Here are a few things about the MHRA:

 

The MHRA is the governing body of all medical devices in England, Scotland, and Wales, responsible for licensing and regulating medical devices.

The MHRA has the power to impose criminal sanctions against all individuals, corporations, and other offenders of the MDR Act.

As of now, the UK is still in the transition period, as mentioned before. The official break of the UK from the EU was ratified on April 27 thanks to a vote in the EU Parliament. Brexit will impact almost all segments of the UK economy, when all rights and reciprocal arrangements end. The vote marks the end of the transition period and new rules apply, such as the MHRA.

 

EU’s Medical Devices Regulation (MDR)

 

To make things even more complicated, the EU’s MDR, or Medical Device Regulation, will be in place, however, for EU countries.

 

According to studies by Globaldata, more than 20,000 medical devices have been delayed, with almost half in the early stages of development.

 

The most important part of the EU’s MDR requires medtech companies to update their IT systems and submit the required documentation for the database and to reassess clinical trials for certain products.

 

How Could These Rules Affect the MedTech Industry in the Future?

 

Here are a few potential impacts:

 

1.     There will likely be a disruption of the medical device supply exported and imported to and from the UK and the EU, since businesses will struggle to meet the demands for both countries at the same time.

2.     Both the MDR and the MMD will also affect the pipeline of products since they will be placed on a high-volume list of device approvals.

3.     Because of #2, there might be a decline in the volume of approved devices, which means medtech companies may experience business-wide losses when it comes to the European market.

4.     For the EU’s MDR, medtech companies will have to update their IT systems and submit the required documentation for the database.

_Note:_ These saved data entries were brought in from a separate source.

PR #397, opened 2025-03-03
feat: improve typing on GrafanaMetadataAppData, fix lib tests

ca-scribner:
Previously, the GrafanaMetadataAppData object looked to type checkers like it accepted AnyHttpUrl types even though it would also accept string types.  This led to people either needing to instantiate their own AnyHttpUrl objects or use type check ignore statements, neither of which are nice.

This change improves the typing of the model, allowing for str to be accepted but maintaining the full validation of an AnyHttpUrl type.

Also included here is a patch to the metadata lib test suite.  The previous test suite accidentally relies on a [bug in ops about deep copying](https://github.com/canonical/operator/issues/1605).  When that bug is fixed, the previous test suite would break.  The change here is the intended way of using the scenario Relation object


MichaelThamm (approved):
LGTM

lucabello:
@ca-scribner could you fix the static checks?

```python
grafana_metadata.publish(
    grafana_uid=self.unique_name,
    ingress_url=external_url,  # external_url is "str|None" instead of "AnyHttpUrl"
    direct_url=internal_url,  # internal_url is "str" instead of "AnyHttpUrl"
)
```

5.     The new rules will affect existing devices de facto, since MDR and MMD prioritize safety, resulting in an impact on hospital purchases and purchasing decisions.

 

What’s the Impact on MedTech Companies, Hospital Administrators, Medical Interpreters, and Medical Practitioners?

 

With the projected delay and decline of medical devices imported to the European market, the worldwide medtech industry could be affected. Such effects could be felt by manufacturers and medtech companies as well as by hospitals, doctors, nurses, and medical staff.

 

Medical interpreters who transpose vital information could be hit hard as well since medical interpreters are part of clinical trials, especially in conveying information from the UK or the EU to medtech companies and then hospitals. This will lead to increased paperwork and a huge translation workload to follow this review process. With the EU leading the clinical investigations, there might be a surge in trained medical interpreters to specifically handle these various types of work. Medical interpreting, as a highly vital medical field, may prove responsible for communication within and outside of hospitals.